PR #53, opened 2026-04-15
Dashboards: fix Safari IntersectionObserver race leaving sections invisible

### LINKED ISSUE #52: cogni-portfolio dashboard: sections invisible on initial load due to IntersectionObserver + opacity:0 race
## Summary

The dashboard produced by `cogni-portfolio:portfolio-dashboard` renders as a nearly-blank page on initial load under certain conditions — content is present in the DOM but every `.section.reveal` element stays at `opacity: 0` indefinitely. The user sees only the sticky navigation and the page header; all entity counts, products, features, and taxonomy sections appear missing.

## Affected plugin / file

- **Plugin:** `cogni-portfolio`
- **Skill:** `portfolio-dashboard`
- **File:** `skills/portfolio-dashboard/scripts/generate-dashboard.py`
- **Version observed:** `0.9.7` (likely also present in earlier versions that use the same reveal animation)

## Root cause

The generated HTML uses a scroll-reveal pattern:

```css
.reveal {
  opacity: 0;
  transform: translateY(18px);
  transition: opacity 0.5s cubic-bezier(0.22,1,0.36,1), transform 0.5s cubic-bezier(0.22,1,0.36,1);
}
.reveal.visible { opacity: 1; transform: translateY(0); }
```

```js
var observer = new IntersectionObserver(function(entries) {
  entries.forEach(function(entry) {
    if (entry.isIntersecting) {
      entry.target.classList.add('visible');
      observer.unobserve(entry.target);
    }
  });
}, { threshold: 0.08, rootMargin: '0px 0px -40px 0px' });

document.querySelectorAll('.reveal').forEach(function(el) {
  observer.observe(el);
});
```

The problem: when the page opens via `file://` (which the `open <path>` step at the end of the skill produces), **some browsers — notably Safari on macOS — do not fire the initial `IntersectionObserver` callback for elements that are already in the viewport at the moment the observer is attached.** The callback only fires on the next scroll event, which may never happen if the user's first impression is \"there's nothing here\" and they close the tab.

Because there is no fallback, all `.reveal` elements stay at `opacity: 0` forever and the dashboard appears empty.

## Reproduction

1. Run any downstream portfolio skill to produce a project with products + features (or use any existing `cogni-portfolio/<slug>/` project with populated entities)
2. Run `/cogni-portfolio:portfolio-dashboard`
3. Let the skill pick or reuse a theme and generate the dashboard
4. The skill runs `open <output>/dashboard.html` which opens the file in the default browser via `file://`
5. **In Safari** (and occasionally in Chrome when restoring a backgrounded tab): the page shows only the header and nav. Products & Features section is blank. Entity Overview cards are blank. Taxonomy heatmap is blank.
6. Scroll the page manually — sections pop in one by one as the observer finally fires.

Expected: content visible immediately on load.
Actual: content invisible until the user scrolls.

## Diagnosis steps that confirmed the issue

- `grep -c '<div class=\"product-group\">' output/dashboard.html` → **13** (content is in the DOM)
- `grep -c 'class=\"feature-item\"' output/dashboard.html` → **208** (feature items are in the DOM)
- Inspecting CSS: `.reveal { opacity: 0; ... }` confirmed
- Adding `.reveal { opacity: 1; }` via devtools → **content immediately visible**

## Suggested fix

Any one of the following in `generate-dashboard.py`:

**Option A — the one-line fix:** Start `.reveal` elements at `opacity: 1` and only use the observer to add a progressive-enhancement `visible` class for the slide-up transform. Sections above the fold are visible immediately; sections below the fold still get the reveal animation when they enter the viewport.

```css
.reveal { opacity: 1; transform: none; transition: opacity 0.5s ..., transform 0.5s ...; }
.reveal:not(.visible) { /* optional progressive-enhancement rule */ }
```

**Option B — DOMContentLoaded fallback:** After attaching the observer, immediately walk the list and mark any element whose `getBoundingClientRect().top < window.innerHeight` as `.visible`. Handles the Safari case explicitly without changing the animation for off-screen sections.

```js
document.querySelectorAll('.reveal').forEach(function(el) {
  observer.observe(el);
  if (el.getBoundingClientRect().top < window.innerHeight) {
    el.classList.add('visible');
  }
});
```

**Option C — noscript / prefers-reduced-motion safety:** Add `@media (prefers-reduced-motion: reduce) { .reveal { opacity: 1; transform: none; } }` plus a `<noscript>` style block. Addresses the bug AND accessibility at once.

Recommendation: **Option B** — minimal change, preserves the animation intent, fixes Safari/file:// reliably, and also helps any browser that defers the initial observer callback.

## Workaround (for users who hit this before a fix ships)

Manual patch after running the skill:

```bash
python3 <<'PY'
from pathlib import Path
p = Path('cogni-portfolio/<slug>/output/dashboard.html')
html = p.read_text()
html = html.replace('.reveal {\n  opacity: 0;', '.reveal {\n  opacity: 1;')
html = html.replace('</body>', \"<script>document.addEventListener('DOMContentLoaded',function(){document.querySelectorAll('.reveal').forEach(function(e){e.classList.add('visible');});});</script></body>\")
p.write_text(html)
PY
```

## Environment

- macOS 15.4 (Darwin 25.4.0)
- Claude Code CLI
- cogni-portfolio plugin v0.9.7
- Observed while viewing `dashboard.html` in Safari (default browser)

## Related / blast radius

Any other cogni-plugin that follows the same \"design-variables → HTML dashboard\" pattern documented in `cogni-workspace/references/design-variables-pattern.md` could have the same bug if it copies the same reveal CSS/JS. Worth grepping for `opacity: 0` + `IntersectionObserver` across the other dashboard-producing skills (trend-report, scoring-ui, catalog) while fixing this one.

sdh07:
Closes #52.

## Summary
- Fix Safari (and occasional Chrome tab-restore) race where `.reveal` sections on `portfolio-dashboard` and `trends-dashboard` stay at `opacity: 0` on initial load because the IntersectionObserver does not fire for elements already in the viewport at attach time.
- After attaching the observer, immediately walk the `.reveal` list and force-mark any element whose `getBoundingClientRect().top < window.innerHeight` as `.visible`, unobserving it so the animation still fires normally on scroll for off-screen sections.
- Apply the same 6-line patch in both dashboard generators (`cogni-portfolio/skills/portfolio-dashboard/scripts/generate-dashboard.py` around line 3598 and `cogni-trends/skills/trends-dashboard/scripts/generate-dashboard.py` around line 2867).
- Bump patch versions: cogni-portfolio 0.9.7 → 0.9.8, cogni-trends 0.4.4 → 0.4.5, mirrored in `.claude-plugin/marketplace.json` so Claude Desktop picks up the update.

## Scope decisions
- **In scope:** exactly the two files the triage identified, plus the four version-metadata touch points (2× plugin.json, 2× marketplace.json entries). Per blast-radius check, no other dashboard uses the `.reveal` + IntersectionObserver pattern (cogni-wiki/wiki-dashboard, cogni-visual/render-html-slides, cogni-visual/enrich-report, and cogni-website/website-build are unaffected).
- **Out of scope (deferred):** (a) removing or softening `rootMargin: '0px 0px -40px 0px'` — the immediate-reveal walk makes the negative margin harmless for the initial paint, and removing it would change scroll-in timing for every reviewer's muscle memory; (b) switching to a CSS `@supports`-based no-JS fallback so `.reveal` is visible by default when JS is disabled — worthwhile but a separate concern; (c) adding a regression test harness that actually opens the generated HTML in a headless browser — the dashboards have no such harness today and adding one is a much larger change.
- **Format choices:** cogni-portfolio's script is a Python f-string so the inserted JS must use doubled braces (`{{` / `}}`); cogni-trends's script embeds the JS in a plain string so single braces are used.

## Test plan
- [ ] Regenerate a portfolio dashboard and open `dashboard.html` in Safari — all sections visible on first paint, no scroll required.
- [ ] Regenerate a trends dashboard and confirm the left nav entries and main panels render immediately in Safari.
- [ ] Scroll the regenerated dashboard and confirm off-screen sections still fade in with the original `.reveal.visible` transform — the patch must not disable the animation, only seed the initial viewport.
- [ ] Diff the generated HTML against a pre-patch baseline for a below-the-fold section; only the new immediate-reveal walk should differ.
- [ ] Verify `cogni-portfolio/.claude-plugin/plugin.json` reports `0.9.8`, `cogni-trends/.claude-plugin/plugin.json` reports `0.4.5`, and the corresponding entries in `.claude-plugin/marketplace.json` mirror those numbers.

### DIFF
--- a/.claude-plugin/marketplace.json
+++ b/.claude-plugin/marketplace.json
@@ -74,7 +74,7 @@
     {
       "name": "cogni-trends",
       "source": "./cogni-trends",
-      "version": "0.4.4",
+      "version": "0.4.5",
       "maturity": "preview",
       "description": "Strategic trend scouting and reporting pipeline. Combines the Smarter Service Trendradar (4-dimension structure) with the TIPS content framework (Trends, Implications, Possibilities, Solutions). Multilingual trend scouting, investment theme modeling, evidence-backed CxO reports, and reusable industry catalogs. European markets (DE/FR/IT/PL/NL/ES) + US/UK.",
       "keywords": [
@@ -90,7 +90,7 @@
     {
       "name": "cogni-portfolio",
       "source": "./cogni-portfolio",
-      "version": "0.9.7",
+      "version": "0.9.8",
       "maturity": "preview",
       "description": "Portfolio messaging and proposition planning for SMEs using the IS/DOES/MEANS (FAB) framework — market-specific value propositions with competitive analysis, customer profiling, and export-ready deliverables across eight pluggable industry taxonomies.",
       "keywords": [
--- a/cogni-portfolio/.claude-plugin/plugin.json
+++ b/cogni-portfolio/.claude-plugin/plugin.json
@@ -1,6 +1,6 @@
 {
   "name": "cogni-portfolio",
-  "version": "0.9.7",
+  "version": "0.9.8",
   "description": "Portfolio messaging and proposition planning for SMEs using the IS/DOES/MEANS (FAB) framework — market-specific value propositions with competitive analysis, customer profiling, and export-ready deliverables across eight pluggable industry taxonomies.",
   "author": {
     "name": "Stephan de Haas",
--- a/cogni-portfolio/skills/portfolio-dashboard/scripts/generate-dashboard.py
+++ b/cogni-portfolio/skills/portfolio-dashboard/scripts/generate-dashboard.py
@@ -3595,6 +3595,10 @@ function fmtCurrency(val, cur) {{
 
   document.querySelectorAll('.reveal').forEach(function(el) {{
     observer.observe(el);
+    if (el.getBoundingClientRect().top < window.innerHeight) {{
+      el.classList.add('visible');
+      observer.unobserve(el);
+    }}
   }});
 
   /* Nav: smooth scroll to sections and active state tracking */
--- a/cogni-trends/.claude-plugin/plugin.json
+++ b/cogni-trends/.claude-plugin/plugin.json
@@ -1,6 +1,6 @@
 {
   "name": "cogni-trends",
-  "version": "0.4.4",
+  "version": "0.4.5",
   "description": "Strategic trend scouting and reporting pipeline. Combines the Smarter Service Trendradar (4-dimension structure) with the TIPS content framework (Trends, Implications, Possibilities, Solutions). Multilingual trend scouting, investment theme modeling, evidence-backed CxO reports, and reusable industry catalogs. European markets (DE/FR/IT/PL/NL/ES) + US/UK.",
   "author": {
     "name": "Stephan de Haas",
--- a/cogni-trends/skills/trends-dashboard/scripts/generate-dashboard.py
+++ b/cogni-trends/skills/trends-dashboard/scripts/generate-dashboard.py
@@ -2864,7 +2864,13 @@ function initGraph() {
       }
     });
   }, { threshold: 0.08, rootMargin: '0px 0px -40px 0px' });
-  document.querySelectorAll('.reveal').forEach(function(el) { observer.observe(el); });
+  document.querySelectorAll('.reveal').forEach(function(el) {
+    observer.observe(el);
+    if (el.getBoundingClientRect().top < window.innerHeight) {
+      el.classList.add('visible');
+      observer.unobserve(el);
+    }
+  });
 })();
 
 // ============ SCROLL SPY for left panel ============


sdh07:

**PR:** https://github.com/cogni-work/insight-wave/pull/53
**Perspectives consulted:** plugin-dev:plugin-validator (cogni-portfolio), plugin-dev:plugin-validator (cogni-trends)

**Summary:** All perspectives passed with zero findings; the Safari scroll-reveal fix is structurally sound across both affected plugins.

### Verdicts by perspective

| Perspective | Verdict |
|---|---|
| plugin-dev:plugin-validator (cogni-portfolio) | ✅ pass |
| plugin-dev:plugin-validator (cogni-trends) | ✅ pass |

### Positive observations

- plugin.json is valid JSON and passes semver: 0.9.7 → 0.9.8 is a correct patch bump for a Safari bug fix (cogni-portfolio)
- marketplace.json mirrors the new 0.9.8 version (cogni-portfolio)
- generate-dashboard.py compiles cleanly under `python3 -m py_compile` (cogni-portfolio)
- Inserted JS correctly uses doubled braces (`{{` / `}}`) matching the surrounding f-string (cogni-portfolio)
- Fix preserves scroll-reveal for off-screen sections: `observer.observe(el)` is called unconditionally before the immediate-reveal check (cogni-portfolio)
- Immediate-reveal path calls `observer.unobserve(el)` to prevent duplicate processing (cogni-portfolio)
- plugin.json parses; version 0.4.5 is valid semver and a clean patch bump from 0.4.4 (cogni-trends)
- marketplace.json entry mirrors 0.4.5 (cogni-trends)
- generate-dashboard.py passes `python3 -m py_compile` after the change (cogni-trends)
- Edited JS block lives inside a plain triple-quoted string (not an f-string), so single braces are emitted verbatim (cogni-trends)
- Fix preserves scroll-reveal for off-screen sections (cogni-trends)
- Patch is minimal and scoped (7 additions / 1 deletion in one script plus a version bump) (cogni-trends)

### Recommendation

---
*Generated by `cogni-service:service-review` Phase 1 (verdict-only mode). This is an advisory gate — the human reviewer makes the final merge decision.*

=-=-=

Working from the material above, restate word for word the lines between the line with "## Root cause" and the line with "## Diagnosis steps that confirmed the issue", both included, and only those.

EXPECTED ANSWER
## Root cause

The generated HTML uses a scroll-reveal pattern:

```css
.reveal {
  opacity: 0;
  transform: translateY(18px);
  transition: opacity 0.5s cubic-bezier(0.22,1,0.36,1), transform 0.5s cubic-bezier(0.22,1,0.36,1);
}
.reveal.visible { opacity: 1; transform: translateY(0); }
```

```js
var observer = new IntersectionObserver(function(entries) {
  entries.forEach(function(entry) {
    if (entry.isIntersecting) {
      entry.target.classList.add('visible');
      observer.unobserve(entry.target);
    }
  });
}, { threshold: 0.08, rootMargin: '0px 0px -40px 0px' });

document.querySelectorAll('.reveal').forEach(function(el) {
  observer.observe(el);
});
```

The problem: when the page opens via `file://` (which the `open <path>` step at the end of the skill produces), **some browsers — notably Safari on macOS — do not fire the initial `IntersectionObserver` callback for elements that are already in the viewport at the moment the observer is attached.** The callback only fires on the next scroll event, which may never happen if the user's first impression is \"there's nothing here\" and they close the tab.

Because there is no fallback, all `.reveal` elements stay at `opacity: 0` forever and the dashboard appears empty.

## Reproduction

1. Run any downstream portfolio skill to produce a project with products + features (or use any existing `cogni-portfolio/<slug>/` project with populated entities)
2. Run `/cogni-portfolio:portfolio-dashboard`
3. Let the skill pick or reuse a theme and generate the dashboard
4. The skill runs `open <output>/dashboard.html` which opens the file in the default browser via `file://`
5. **In Safari** (and occasionally in Chrome when restoring a backgrounded tab): the page shows only the header and nav. Products & Features section is blank. Entity Overview cards are blank. Taxonomy heatmap is blank.
6. Scroll the page manually — sections pop in one by one as the observer finally fires.

Expected: content visible immediately on load.
Actual: content invisible until the user scrolls.

## Diagnosis steps that confirmed the issue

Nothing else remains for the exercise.